BAWP Book Review
Animal Rights – What Everyone Needs to Know
Paul Waldau
Paul Waldau’s ‘Animal Rights – What Everyone Needs to Know’ is a comprehensive
exposition of the animal rights movement, its competing philosophical underpinnings,
its history, its issues, its key figures, and its possible future.
Waldau crafts literature, real life examples and facts to present the issues of animal
rights. One example is the story of the US Attorney who is defending factory workers
who discarded live chickens into trash cans at a commercial production facility. One
aspect of the attorney's argument was that the chickens were property and thus
described them as 'manure,' implicating that they consequently lacked rights. Such a
narrative not only engages the reader, but lends compelling weight to his point or line
of attack.
The style of the book is one of question and answer. Any counter -arguments the
reader may have are thus addressed in turn in a focussed and sequential manner.
Waldau’s overall ‘voice’ though is best described as eloquent- yet not obtrusively so.
He describes the book’s intention as an attempt 'at getting all of us to talk fairly, fully
and respectfully about the basic issue of our relationships with the life out beyond the
species line'. He encourages the reader to connect to the 'meaning of life' and become
'fully human'. To this end, Waldau posits a healthy and compassionate relationship
with animals, one which respects and understands their consciousness and needs.
He dedicates the first two chapters to defining key terms such as ‘animals’ and ‘rights.
First, their historical and contemporary definition is canvassed together with the
scientific and social debates which have surrounded them over the centuries. The
distinction between moral and legal rights is examined. For Waldau, moral rights are
'the larger and moral fundamental issue'.

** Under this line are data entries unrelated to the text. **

PR #8775, opened 2023-10-09
test.changes: fix case ddoc without filters+key

SourceR85:
This catches an unstable behaviour in case <code>Changes with &grave;filters&grave; key not present in ddoc</code>
caused by a [TypeError in ci](https://github.com/pouchdb/pouchdb/actions/runs/6460640280/job/17538820092?pr=8664#step:6:1324)
```
TypeError: Cannot read properties of undefined (reading 'should')
    at Changes$1.<anonymous> (http://127.0.0.1:8000/tests/integration/test.changes.js:358:22)
    2) "after each" hook for "Changes with `filters` key not present in ddoc"
    at emitOne (http://127.0.0.1:8000/packages/node_modules/pouchdb/dist/pouchdb.js:115:13)

    at Changes$1.emit (http://127.0.0.1:8000/packages/node_modules/pouchdb/dist/pouchdb.js:193:7)

    at http://127.0.0.1:8000/packages/node_modules/pouchdb/dist/pouchdb.js:4347:16

    at http://127.0.0.1:8000/packages/node_modules/pouchdb/dist/pouchdb.js:2897:11
```

Root of this error seems to be an unpolluted (chai's .should getter/setter on Object.prototype) `err` argument.


SourceR85:
P.S: I've applied the same logic to test.changes.js-`Changes with filter not present in ddoc`

tests/integration/test.changes.js
```diff
@@ -343,24 +360,43 @@ adapters.forEach(function (adapter) {
...
-          done();
-        });
-      });
+      const caughtErrors = [];
+      const db = new PouchDB(dbs.name);
+
+      testUtils.promisify(testUtils.writeDocs)(db, docs)
+        .then(async () => {
+          try {
+            await db.changes({
```
alxndrsn, line 374: What does the `await` do here?  Is it equivalent to using the `complete` event?

alxndrsn:
@SourceR85 if the problem is just a missing `should` rather than a missing `err.status` at https://github.com/pouchdb/pouchdb/blob/eafc0f148ea4cc4979f455c0dba198e5abaf8b9c/tests/integration/test.changes.js#L358, are the extra layers of error catching required?  Would replacing `err.status.should...` with `chai.assertEqual(err.status, ...)` be sufficient?

tests/integration/test.changes.js
SourceR85: Indeed, if i run the test without the `await` keyword, the test didn't pass inside the function and therefore a warning (uncaught exception) was thrown.
As a bonus: the `await` is also a guard to ensure that other exceptions (if any) get caught, so we know when an unhandled side effect pollutes this test.

SourceR85:
> are the extra layers of error catching required?
For now it's not required, but without catching, the runtime warning "unhandled Exception" comes up and the advice to handle it.

> Would replacing `err.status.should...` with `chai.assertEqual(err.status, ...)` be sufficient?
That's what i did :wink: (chai isn't directly available in the global context, but `assert` is set by `node.setup.js`)

SourceR85:
> That's my expectation too. Could `done()` have been called twice, first _without_ the error?

That also was my first thought, but then mocha [will complain](https://github.com/mochajs/mocha/pull/1337) about it.

SourceR85:
Ah, now I got it... 🤦

> I Expected that the test fails if an error is passed to `done()`, but instead there is only a log message:
> 
> ```
>     ✓ changes-filter without filter (46ms)
> Error in .on("change", function): Error: deliberate error in changes
>     at Changes$1.<anonymous> ([...]test.changes.js:1735:17)
> ```

The log message is a side effect from `#3539 - Exception in changes is fine`

I'll `try ... catch` it asap, so no one else get tricked by this.

SourceR85:
And so I got tricked again.

The message comes from a guardedConsole call...
Totally random, unpredictable and unobvious.

SourceR85:
This one is much harder...

In [pocuhdb-server (node, npm test)](https://github.com/pouchdb/pouchdb/actions/runs/6472560136/job/17573550077?pr=8775#step:4:3780) i got this warning:
```
     ✓ Changes with filter not present in ddoc
(node:6308) UnhandledPromiseRejectionWarning: not_found: missing
    at Object.<anonymous> (/home/runner/work/pouchdb/pouchdb/packages/node_modules/pouchdb-errors/lib/index.js:26:19)
    at Module._compile (internal/modules/cjs/loader.js:1114:14)
    at Object.Module._extensions..js (internal/modules/cjs/loader.js:1143:10)
    at Module.load (internal/modules/cjs/loader.js:979:32)
    at Function.Module._load (internal/modules/cjs/loader.js:819:12)
    at Module.require (internal/modules/cjs/loader.js:1003:19)
    at require (internal/modules/cjs/helpers.js:107:18)
    at Object.<anonymous> (/home/runner/work/pouchdb/pouchdb/packages/node_modules/pouchdb-utils/lib/index.js:9:21)
    at Module._compile (internal/modules/cjs/loader.js:1114:14)
    at Object.Module._extensions..js (internal/modules/cjs/loader.js:1143:10)
(Use `node --trace-warnings ...` to show where the warning was created)
(node:6308) UnhandledPromiseRejectionWarning: Unhandled promise rejection. This error originated either by throwing inside of an async function without a catch block, or by rejecting a promise which was not handled with .catch(). To terminate the node process on unhandled promise rejection, use the CLI flag `--unhandled-rejections=strict` (see https://nodejs.org/api/cli.html#cli_unhandled_rejections_mode). (rejection id: 6)
(node:6308) [DEP0018] DeprecationWarning: Unhandled promise rejections are deprecated. In the future, promise rejections that are not handled will terminate the Node.js process with a non-zero exit code.
(node:6308) UnhandledPromiseRejectionWarning: not_found: missing
    at Object.<anonymous> (/home/runner/work/pouchdb/pouchdb/packages/node_modules/pouchdb-errors/lib/index.js:26:19)
    at Module._compile (internal/modules/cjs/loader.js:1114:14)
    at Object.Module._extensions..js (internal/modules/cjs/loader.js:1143:10)
    at Module.load (internal/modules/cjs/loader.js:979:32)
    at Function.Module._load (internal/modules/cjs/loader.js:819:12)
    at Module.require (internal/modules/cjs/loader.js:1003:19)
    at require (internal/modules/cjs/helpers.js:107:18)
    at Object.<anonymous> (/home/runner/work/pouchdb/pouchdb/packages/node_modules/pouchdb-utils/lib/index.js:9:21)
    ✓ Changes with `filters` key not present in ddoc
    at Module._compile (internal/modules/cjs/loader.js:1114:14)
    at Object.Module._extensions..js (internal/modules/cjs/loader.js:1143:10)
(node:6308) UnhandledPromiseRejectionWarning: Unhandled promise rejection. This error originated either by throwing inside of an async function without a catch block, or by rejecting a promise which was not handled with .catch(). To terminate the node process on unhandled promise rejection, use the CLI flag `--unhandled-rejections=strict` (see https://nodejs.org/api/cli.html#cli_unhandled_rejections_mode). (rejection id: 7)
```

In the <code>Changes with &grave;filters&grave; key not present in ddoc</code> test case,  the result seems to be injected into the message...

I can't reproduce/fix this strange behaviour on my machine,
so I think I leave this one for someone smarter than me (or my future self).

tests/integration/test.changes.js
```diff
@@ -309,47 +309,42 @@ adapters.forEach(function (adapter) {
...
+          'correct error status returned'
+        );
+        assert.equal(err.name, 'not_found');
+        caughtErrors.push(err);
+      });
+
+      // await the end of changes and confirm the error,
+      // otherwise it will be a dangeling or false negative test result.
+      await assert.isRejected(changes, "changes is rejected");
+      assert.lengthOf(caughtErrors, 1, "changes emitted the expected error");
```
SourceR85, line 344: Due to my lack of English: Is it clear/understandable enough?

SourceR85:
Well then ... at least this test seems to be stabilized.

I'll say it's good enough for a merge.

alxndrsn:
Is the significant change here just from `.should...` to `assert...`, or is there something more subtle going on?

alxndrsn (approved):

tests/integration/test.changes.js
```diff
@@ -309,32 +309,41 @@ adapters.forEach(function (adapter) {
...
+          err.status,
+          testUtils.errors.MISSING_DOC.status,
+          'correct error status returned'
+        );
+        assert.equal(err.name, 'not_found');
+        caughtErrors.push(err);
+      });
+
+      await assert.isRejected(changes, "completes with an exception");
+      assert.lengthOf(caughtErrors, 1, "changes emitted the expected error");
```
garethbowen, line 342:
```suggestion
      await assert.isRejected(changes, 'completes with an exception');
      assert.lengthOf(caughtErrors, 1, 'changes emitted the expected error');
```

tests/integration/test.changes.js
```diff
@@ -343,24 +352,34 @@ adapters.forEach(function (adapter) {
...
```
garethbowen, line 382:
```suggestion
      await assert.isRejected(changes, 'completes with an exception');
      assert.lengthOf(caughtErrors, 1, 'changes emitted the expected error');
```

garethbowen (commented):
Looks good to me. A couple of nitpicks for consistency but otherwise good to go.

SourceR85:
Nice catch, @garethbowen.

I've totally miss the surrounding string-style.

The book then moves to the different definitions of 'animal'. It is said that the
exclusion of human beings from the definition of ‘animal’ reveals our agenda. The
scientific and non- scientific categorisations of animals are explored, including wild,
companion, invertebrates, research, entertainment, and production together with their
importance to human life. In his examination of these categories, he recites
challenging facts and quotes : for example, the daily slaughter figure for chickens in
the US is 27 million chickens, or a quote from Upton Sinclair's novel The Jungle:
‘It was all so very businesslike … porkmaking by machinery, porkmaking by
applied mathematics.'
Human dominion is sourced in no less than ownership and property.
Waldau moves from there to explore the differing 'biological realities' of different
species and how they experience the world through their own unique sensory,
physical, mental and emotional faculties. Throughout, the emphasis is the
interconnectedness of humans and nonhuman animals. He notes the deleterious
consequences of animal production industries, such as environmental damage, human
injuries at slaughterhouses, and the aggregation of their business into fewer and fewer
players. Here animal rights is seen to be relevant to the general issues of the world .
In succeeding chapters Waldau explores the history of the animal protection
movement. He explores the philosophical arguments underpinning animal rights :
Peter Singer and utilitarianism, Tom Regan, and Jeremy Bentham to mention a few,
and the philospher’s reliance upon contrasting moral, legal, positive, and natural
rights. In drawing the discussion to a close, he concludes in any event that so much of
what we understand about nonhuman animals is based on intuitive feeling rather than
'Our confidence that we do perceive them well enough to assess the
complexities in their lives such as communication, intelligence, suffering and
other features that tell us who and what they are …'
The assumptions of human superiority are challenged with a listing of abilities which
nonhuman animals uniquely possess. These include an inability to see infra-red or
ultra-violet light, or develpoed echo location abilities. Waldau believes that 'humility'
is thus called for in our relationship with animals. He finishes with an allegation as to
the human-centric nature of the world:
'We have been so self interested that we have failed to use our imagination to
explore their realities as they live and play in the more-than-human world we
share with them ...'
The middle chapters are short and dedicated to exploring how animal rights have been
advanced across many disciplines. These disciplines include the law, education, the
arts, science and politics.
The final chapters, dedicated to key activists and the future of the movement, allow
Waldau to display his personal and ideological hopes for its future. Key figures are
chosen from a range of disciplines, eras and countries. These include Henry Saly in
the 1800s, Ruth Harrison and her novel on factory farming in the 1960s, philosophers
Peter Singer and Tom Regan, Carol Adams and Feminism, and Joyce Tischler and
Steven Wise in relation to the law. Waldau contends that the way forward for the
animal rights movement is thus a multi-disciplinary one.
Waldau’s book is a well-researched and thoughtful summary of key issues in the
animal rights debate. There is a concise summary of the history, philosophy and key
figures of the animal rights arena. Even those well immersed in the animal rights
movement will find in this book fresh insights and engaging analysis.